[LAD] FLTK vs GTKmm

Fons Adriaensen fons at kokkinizita.net
Wed Aug 12 10:10:45 UTC 2009


On Wed, Aug 12, 2009 at 09:59:50AM +0200, Jens M Andreasen wrote:

> Say periodsize = 128 instead. Then we would have thread A: 6 partitions
> of 128, B: 6 of 512, C: 6 of 2K and finally D: 24 of 8K

Actually 7,6,6,24.

> Say at time 16K. 
> 
> Thread D would then have just gotten the last 128 samples it needs to
> start doing the FFT on the data between 8K and 16K
> 
> This needs not be done untill time 24K when it OTOH /must/ have been
> completed. The kernel* will be called 64 times between now and then, so
> if D does 1/64th of its job now it can save its state and go to sleep.
> 
> Are you saying that it in the specific case is impossible to know how
> much of an 8K FFT equals 1/64th?

It would be 16K FFT, and there would be a lot more than
just that. 

This is an outline of the process() function for one
partition size:

proces()
{
    for (loop over inputs)
    {
        if (input not active) continue
        FFT
    }
	
    for (loop over outputs)
    {
        if (output not active) continue
        for (loop over inputs)
        {
            if ((input,output) not active) continue
	    for (loop over partitions)
            {
                if (partition not empty)
                { 
                    MAC
                }
            }
        }
        IFFT
    }	
}	

The loops over inputs and outputs and the continue condition
are actually inplemented by linked lists, but the code shown
is equivalent.

You could loop over the data structures, and make a list of 
of all steps (FFT, MAC, IFFT) and their parameters.
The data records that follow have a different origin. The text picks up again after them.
PR #1171, opened 2024-05-23
feat: add peer service for sharing peer information

VinozzZ:

To share peer information in a centralized place so that we can take advantage of existing peer messages to manage active peers in a centralized place

- create a new PeerStore that's responsible for gossiping peer information
- inject the PeerStore into stress relief and the sampler factory


internal/peer/store.go
```diff
@@ -0,0 +1,215 @@
...
+
+// publish sends peer info from this host to the rest of the cluster.
+// If there is no new peer info to send, it will send a heartbeat.
+func (p *PeerStore) publish() {
+	defer p.wg.Done()
+
+	tk := p.Clock.NewTicker(keepAliveInterval)
+	defer tk.Stop()
+
+	for {
```
kentquirk, line 145: This select has a default, which means this is calling Publish as fast as it possibly can. I don't think that's what we want, is it?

Then if
you know the relative cost of the three basic operations you
try to divide this in 64 equal parts.

There are some problems with this:

- The relative cost of FFT and MAC is not know with any
  precision.
- There may be less than 64 steps.
- A single 16k FFT may already be too much, and most FFT
  libraries don't allow you to divide it into smaller
  pieces.

Again, if you *can* do the division, there is no need
to use multiple threads. you can just merge the lists
of steps for all partition sizes and execute this as
a static schedule using just function calls. This is
how jace worked.

Ciao,

-- 
FA

Io lo dico sempre: l'Italia è troppo stretta e lunga.